Work required: Scan the entries below and return each line that contains "self".

Data records:
PR #2158, opened 2026-08-04
Launch serve mode workers from RayWorkerManager

fzyzcjy:
Part of #1837

### DIFF
--- a/miles/utils/workers/ray_worker_manager.py
+++ b/miles/utils/workers/ray_worker_manager.py
@@ -9,6 +9,7 @@ from typing import TYPE_CHECKING, Any, Generic, TypeVar
 import ray
 from ray.util.scheduling_strategies import PlacementGroupSchedulingStrategy
 
+from miles.utils.function_registry import load_function
 from miles.utils.http_utils import _wrap_ipv6
 from miles.utils.ray_utils import compute_ray_pin_head_options
 from miles.utils.workers.addr_allocator import PortAllocator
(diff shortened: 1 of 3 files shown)


miles/utils/workers/ray_worker_manager.py
```diff
@@ -343,6 +345,22 @@ async def _shutdown_gracefully(self) -> None:
...
+@dataclass
+class _ServeActorManager(_BaseActorManager[ServeWorkerSpec]):
+    def _compute_remote_options(self) -> dict:
+        groups = self.spec.concurrency_groups
+        return {} if groups is None else dict(concurrency_groups=groups)
+
+    async def launch_actor(self) -> None:
+        self.actor_handle = self._create_actor(
+            load_function(self.spec.worker_class),
+            **self.spec.ctor_kwargs(self.launch_context),
```
fzyzcjy, line 377: [P2] Inject manager probes into every served actor

When `ServeWorkerSpec.worker_class` is an ordinary class without `NodeProbeMixin`, launching it unchanged here makes the subsequent port allocation fail: it unconditionally invokes `_get_node_ip`, and the default dynamic RPC port also requires `_get_free_port_block`. Deliver-1 adds the mixin only to `TrainRayActor`, so the generic serve path remains broken; deliver-2's `dc98b17dd6` fixes this with a bootstrapped subclass, whose minimal forward dependencies are the wrapper and `NodeProbeMixin` import (`functools` only if its cache is retained), rather than the rest of that commit's constructor-local refactor.

fzyzcjy (commented):
The manager launches arbitrary serve classes without supplying probe methods that its own port-allocation lifecycle requires. Deliver-1 only compensates for trainer classes, leaving the generic serve contract broken.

Output of the task:
@@ -343,6 +345,22 @@ async def _shutdown_gracefully(self) -> None:
+    def _compute_remote_options(self) -> dict:
+        groups = self.spec.concurrency_groups
+    async def launch_actor(self) -> None:
+        self.actor_handle = self._create_actor(
+            load_function(self.spec.worker_class),
+            **self.spec.ctor_kwargs(self.launch_context),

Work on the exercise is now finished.